There are a number of apps to take you through yoga poses. We downloaded a free trial and as a group experimented with quite a gentle 5 minute work out which was partially seated, and used a chair.
All in all this was quite a relaxed session for the group in beginning to introduce people to yoga should they wish to attend a class somewhere for any number of the listed benefits, not least having a social activity.
Below is a video demonstrating some more yoga poses.
In this group we revisited a topic we have looked at in previous sessions. We began by chatting about what people noticed about what happened to their relationship with food depending on their mood. In general people agreed that when they felt well they ate better, and when they ate better they felt better. Healthy eating seemed to increase with self-esteem and again vice-versa. When we are tired we notice that we may use caffeine or sugar as a pick me up, and when bored eating can become habitual, ‘eating for the sake of it’. We also spoke about how food may be a helpful structure in a day.
We explored the concept of comfort eating and again, many noticed that in periods of depression or anxiety they would comfort eat, though conversely for others the opposite occurred and they would eat less, or even stop eating altogether.

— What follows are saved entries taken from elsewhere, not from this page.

PR #880, opened 2016-04-10
Allow typeRef[0] == NULL and generate "unknown" for it in the tags file

techee:
At the moment the value of typeRef[0] when no referenced type exists is
parser-specific. The cxx parser uses "typename" in this case, the php
parser uses "unknown". Instead, allow typeRef[0] to be set to NULL and
generate "unknown" for it when writing out the tag entry. This will make
the output identical for all languages.

### DIFF
--- a/main/entry.c
+++ b/main/entry.c
@@ -974,12 +974,16 @@ static int addExtensionFields (const tagEntryInfo *const tag)
 	}
 
 	if (getFieldDesc (FIELD_TYPE_REF)->enabled &&
-			tag->extensionFields.typeRef [0] != NULL  &&
 			tag->extensionFields.typeRef [1] != NULL)
+	{
+		const char *typeRef0 = tag->extensionFields.typeRef [0];
+
+		typeRef0 = typeRef0 ? typeRef0 : "unknown";
 		length += mio_printf (TagFile.fp, "%s\t%s:%s:%s", sep,
 				   getFieldName (FIELD_TYPE_REF),
-				   tag->extensionFields.typeRef [0],
+				   typeRef0,
 				   escapeName (tag, FIELD_TYPE_REF));
+	}
 
 	if (getFieldDesc (FIELD_FILE_SCOPE)->enabled &&  tag->isFileScope)
 		length += mio_printf (TagFile.fp, "%s\t%s:", sep,
--- a/parsers/cxx/cxx_tag.c
+++ b/parsers/cxx/cxx_tag.c
@@ -121,12 +121,7 @@ CXXToken * cxxTagSetTypeField(
 {
 	CXX_DEBUG_ASSERT(tag && pTypeStart && pTypeEnd,"Non null parameters are expected");
 
-	const char * szTypeRef0;
-
-	// "typename" is debatable since it's not really
-	// allowed by C++ for unqualified types. However I haven't been able
-	// to come up with something better... so "typename" it is for now.
-	static const char * szTypename = "typename";
+	const char * szTypeRef0 = NULL;
 
 	if(pTypeStart != pTypeEnd)
 	{
@@ -139,11 +134,7 @@ CXXToken * cxxTagSetTypeField(
 		{
 			szTypeRef0 = cxxKeywordName(pTypeStart->eKeyword);
 			pTypeStart = pTypeStart->pNext;
-		} else {
-			szTypeRef0 = szTypename;
 		}
-	} else {
-		szTypeRef0 = szTypename;
 	}
 
 	cxxTokenChainNormalizeTypeNameSpacingInRange(pTypeStart,pTypeEnd);
--- a/Tmain/extra-field.d/stdout-expected.txt
+++ b/Tmain/extra-field.d/stdout-expected.txt
@@ -1,10 +1,10 @@
 X	input.cpp	/^namespace X {$/;"	n	file:	extra:fileScope
 X::Y	input.cpp	/^  extern class Y {$/;"	c	namespace:X	file:	extra:fileScope,qualified
-X::Y::m	input.cpp	/^    int m;$/;"	m	class:X::Y	typeref:typename:int	file:	extra:fileScope,qualified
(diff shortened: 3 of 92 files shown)


masatake:
One of the hard topic in ctags.

Basically I think typeRef[0] should be given by parser own value.

Quoted from your change:
```
-m	input.cpp	/^    int m;$/;"	m	class:X::Y	typeref:typename:int	file:	extra:fileScope
+m	input.cpp	/^    int m;$/;"	m	class:X::Y	typeref:unknown:int		file:	extra:fileScope
```

I think `int` is not unknown. It is really type name.
There are many areas in ctags having such issues.

e.g. separator.  In scope field, names are combined with separators. Which letterswe should use as  separatros ?  Using one common between languages will help developers of upper layer tools make them simple. However, for some language users, a common separator can be unnatural or odd.

Basically I will not provide anything common between languages unless obvious. Finding such common things are too difficult. We don't have much time to know all languages. We cannot predict the syntax of languages not developed yet. Instead, I have extend pseudo tags. Ctags can provide meta information for upper layer tool via pseudo tags. It will be nice if `typename` and `unknown` are explained in pseudo tags.

Try `$ touch foo.php; ./ctags -o - --extra=+p --pseudo-tags='*' foo.php`.

Too complicated? But this is my best.

@pragmaware, do you have comment? 

Anyway these should be written in hacking guide.

main/entry.c
```diff
@@ -974,12 +974,16 @@ static int addExtensionFields (const tagEntryInfo *const tag)
 	}
 
 	if (getFieldDesc (FIELD_TYPE_REF)->enabled &&
-			tag->extensionFields.typeRef [0] != NULL  &&
 			tag->extensionFields.typeRef [1] != NULL)
+	{
+		const char *typeRef0 = tag->extensionFields.typeRef [0];
+
+		typeRef0 = typeRef0 ? typeRef0 : "unknown";
```
masatake: This is acceptable.

parsers/cxx/cxx_tag.c
```diff
@@ -121,12 +121,7 @@ CXXToken * cxxTagSetTypeField(
 {
 	CXX_DEBUG_ASSERT(tag && pTypeStart && pTypeEnd,"Non null parameters are expected");
 
-	const char * szTypeRef0;
-
-	// "typename" is debatable since it's not really
-	// allowed by C++ for unqualified types. However I haven't been able
-	// to come up with something better... so "typename" it is for now.
-	static const char * szTypename = "typename";
+	const char * szTypeRef0 = NULL;
```
masatake: Currently I think this is not acceptable. I think the value should be chosen by the author of the parser.
(Personally "type" is better than "typename".)

techee:
> I think int is not unknown. It is really type name.

My impression was that typeRef[0] contains one of existing kind names, e.g. something like

```
typeRef[0] = PhpKinds[K_FUNCTION].name
```

in which case anything else would be "unknown" (so e.g. "int" would be "unknown" because it's not one of the kinds). But now looking at the new cxx parser it doesn't seem to be the case any more.

> There are many areas in ctags having such issues.
> e.g. separator. In scope field, names are combined with separators. Which letterswe should use as >separatros ? 

Yes, we are keeping this in Geany to get a correct separator:

https://github.com/geany/geany/blob/master/tagmanager/src/tm_tag.c#L1185

But it's not a big problem and we could do something like that here as well. The big problem with the cxx parser is that it uses the keyword "typename" here which really is an existing keyword and can appear in the tag. E.g. for

```
typename boost::disable_if_c<N == 1, ArrayRef<ValueType, SizeType> >::type
makeArrayRef(ValueType (&p_data)[N], SizeType& p_size)
{
    return ArrayRef<ValueType, SizeType>(p_data, p_size);
}
```

the entry is

```
makeArrayRef    input.cpp       /^makeArrayRef(ValueType (&p_data)[N], SizeType& p_size)$/;"    f       typeref:typename:boost::disable_if_c<N==1,ArrayRef<ValueType,SizeType>>::type
```

And here "typename" really means the keyword "typename". But at the same time you get "typename" e.g. for the "int" in your example where the keyword "typename" wasn't used in the source.

In this case we cannot distinguish the two cases in Geany. So I'd suggest renaming "typename" in this case to something other than a real type name that can appear in typeRef[0]. It can be a per-language name, this is not a big problem for us, we can do some mapping for it in Geany.

pragmaware:
Hm.. it's true that "typename" may be either really present in the source or may be "forged" and you don't have a way to tell one case from the other. I didn't think about it.
Well, I'm not sure what to suggest. The first part of typeRef contains mostly irrelevant information and at this point even "unknown" seems redundant to me... I'd use an empty string if I was sure that all editors would accept it :D

techee:
I find the whole thing that a type is split into two parts quite unfortunate. It works only for the most simple types which consist of a single identifier only but it doesn't work very well for the composed ones. For instance with the "typename" you get for a member

```
typedef typename Type :: iterator2 T62;
```

tag

```
T62	input.cpp	/^	typedef typename Type :: iterator2 T62;$/;"	t	class:Container	typeref:typename:Type::iterator2	file:
```

If you have a look at the description of "typeRef", it says:

```
/* type (union/struct/etc.) and name for a variable or typedef. */
const char* typeRef [2];  /* e.g., "struct" and struct name */
```

And this really isn't the case here. "typedef" isn't a type and "Type::iterator2" isn't a "name for a variable or typedef". typeRef seems to have been designed for type declarations

```
typedef Foo Bar;
struct Foo {};
union Foo {};
```

where the first and the second part is clear but not for variable and function types. So the more I think about it the more I believe that there should be a new field similar to Geany's "varType" for variable and function types. What do you think?

masatake:
By reusing typeRef field, I have implemented varType:.  See #882.

@techee, could you fill the help message for "varType" in the pull request?
My idea is "the type of object including variable, function and so on".

@pragmaware, we should avoid "inconsistent" if possible. "redundant" is not good thing, but it is better than "inconsistent".

techee:
Closing, #882 is a better solution.

techee:
@masatake By the way, is there some way to regenerate all unit test expected tag files? For this pull request I did it semi-manually but it would be nice if there was some easier way. Is there some command-line parameter doing this?

PR #884, opened 2016-04-12
misc: add "review" script for reviewing Units results

masatake:
Usage:

	misc/review list
	misc/review inspect

"list" shows all failed result under *.d and *.t marked cased.
*.b is not listed.

"inspect" can be used for inspecting the results of each Units
test cases. It is menu driven.


masatake:
Untested well.

@techee, I guess this is what you want.

techee:
Haven't tried but from what I've seen it's actually better than what I imagined - I had in mind just a simple non-interactive script that would replace all expected tag files with the actual tag files (and the review would be done when committing the changes). Maybe this would still make sense in addition to the interactive mode for cases which affect lots of test cases so every single file doesn't have to be approved.

masatake:
Though the batch mode you mentioned will be useful but I don't add such feature in this commit.
It looks dangerous for me.

PR #886, opened 2016-04-16
CXX: Add some new fields to the cxx parser

pragmaware:
- Add template parameter support in class/struct/union declarations and function prototypes/definitions.
- Add "end" field for marking end lines of classes, unions, structs, namespaces, enums function declarations and lambdas
- Add support for extracting lambda capture lists

### DIFF
--- a/Units/parser-c.r/bit_field.c.d/args.ctags
+++ b/Units/parser-c.r/bit_field.c.d/args.ctags
@@ -1,2 +1,2 @@
 --sort=no
---fields=+{c.end}
+--fields=+{*.end}
--- a/Units/parser-c.r/bit_field.c.d/args.ctags
+++ b/Units/parser-c.r/bit_field.c.d/args.ctags
@@ -1,1 +1,2 @@
 --sort=no
+--fields=+{c.end}
--- a/parsers/cxx/cxx_tag.c
+++ b/parsers/cxx/cxx_tag.c
@@ -228,14 +228,14 @@ void cxxTagSetCPPField(CXXTagCPPField eField,const char * szValue)
 }
 
 void cxxTagSetCorkQueueCPPField(
-		tagEntryInfo * pTag,
+		int iIndex,
 		CXXTagCPPField eField,
 		const char * szValue
 	)
 {
 	CXX_DEBUG_ASSERT(g_aCXXCPPFields[eField].enabled,"The field must be enabled!");
 
-	attachParserField(pTag,g_aCXXCPPFields[eField].ftype,eStrdup(szValue));
+	attachParserFieldToCorkEntry(iIndex,g_aCXXCPPFields[eField].ftype,szValue);
 }
 
 void cxxTagSetCField(CXXTagCField eField,const char * szValue)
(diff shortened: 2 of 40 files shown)


Units/parser-c.r/bit_field.c.d/args.ctags
```diff
@@ -1 +1,2 @@
 --sort=no
+--fields=+{c.end}
```
masatake: Could you try to use wildcard notation `{end}` here? I hope this notation works well.
`{end}` means `{*.end}`. And `*` means "any language".

I implemented but I don't have a test case for the wildcard notation.
I would like to reuse this as a test case for the notation.

masatake:
13677b4 looks good.
I would like to take time for reviewing  ee27cda.
`end' is very impressive.

Units/parser-c.r/bit_field.c.d/args.ctags
pragmaware: Seems to work :)

parsers/cxx/cxx_tag.c
```diff
@@ -189,14 +221,44 @@ void cxxTagSetCPPField(CXXTagCPPField eField,const char * szValue)
...
+
+int cxxTagCommit(void)
 {
 	if(g_oCXXTag.isFileScope)
 	{
 		if (isXtagEnabled(XTAG_FILE_SCOPE))
 			markTagExtraBit (&g_oCXXTag, XTAG_FILE_SCOPE);
 		else
-			return;
+			return SCOPE_NIL; // FIXME: why the "invalid" cork queue index is SCOPE_NIL?
```
masatake: I agree. CORK_NIL is better?

masatake:
LGTM. make units LANGUAGE=C++ VG=1 is passed.

masatake:
Please, wait for merging. I found a critical bug in my code(main part).

masatake:
You understand corkAPI very well.

cxxTagSetCorkQueueCField and cxxTagSetCorkQueueCPPField are needed.
I think this should be part of main side.

Please, merge the commits in this PR.
I will fix main part later.

masatake:
What I should provide is
```
extern int attachFieldToCorkEntry (fieldType type, int index,
				   const char *value)
{
	tagEntryInfo * tag = getEntryInCorkQueue(index);

	if (index == SCOPE_NIL)
		return -1;

	return attachField (type, tag, eStrdup (value);
}
```

masatake:
Macros can be handled well based on your work.
```
[yamato@x201]~/var/ctags-github% cat /tmp/foo.c 
cat /tmp/foo.c 
#define F(X) X
#define G
#include <S>
#define Z(Y)					\
int main (void)					\
{						\
  return 0;					\
}
[yamato@x201]~/var/ctags-github%  u-ctags --fields='+{end}{line}' -o - /tmp/foo.c 
 u-ctags --fields='+{end}{line}' -o - /tmp/foo.c 
F	/tmp/foo.c	/^#define F(/;"	d	line:1	file:	end:1
G	/tmp/foo.c	/^#define G$/;"	d	line:2	file:	end:2
Z	/tmp/foo.c	/^#define Z(/;"	d	line:4	file:	end:8
```

masatake:
Let's merge them!

PR #887, opened 2016-04-18
PHP: Check if alias kind is enabled.

Maners:
Otherwise, it is not possible to disable generating this kind of tags
via the --php-kinds option.


b4n:
LGTM

masatake:
Thank you.

I wonder the main part should verify a kind is enabled/disabled.

Verifying in the parser has still meaningful regarding optimization.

This did put us then more in the direction of talking a little about eating disorders when eating becomes a mechanism for control ‘because I can’, whether that is overeating or under eating. Eating disorder may also be a way of managing emotional pain, a form of self-harm, or as a punishment of self-by not eating well if one feels like they don’t deserve to care for self.
We looked at the list of essential nutrients again given to us by Steve Turnbull on his visit to us in 2017. What we learned was that it seems that a healthy microbiome for a gut is fostered by much variety in our diet, less starch and sugar, more fiber and less processed food.
Group members did talk about all the confusing messages from the media, for example, eggs are reported to be good for you one day and not the next etc. What does seem to be a consistent message though is the less processed the better, so the closer we keep it to natural and made by us personally may be a guide to healthier eating and cooking. As with most things, balance is helpful, and those little dudes in our gut really seem to enjoy variety.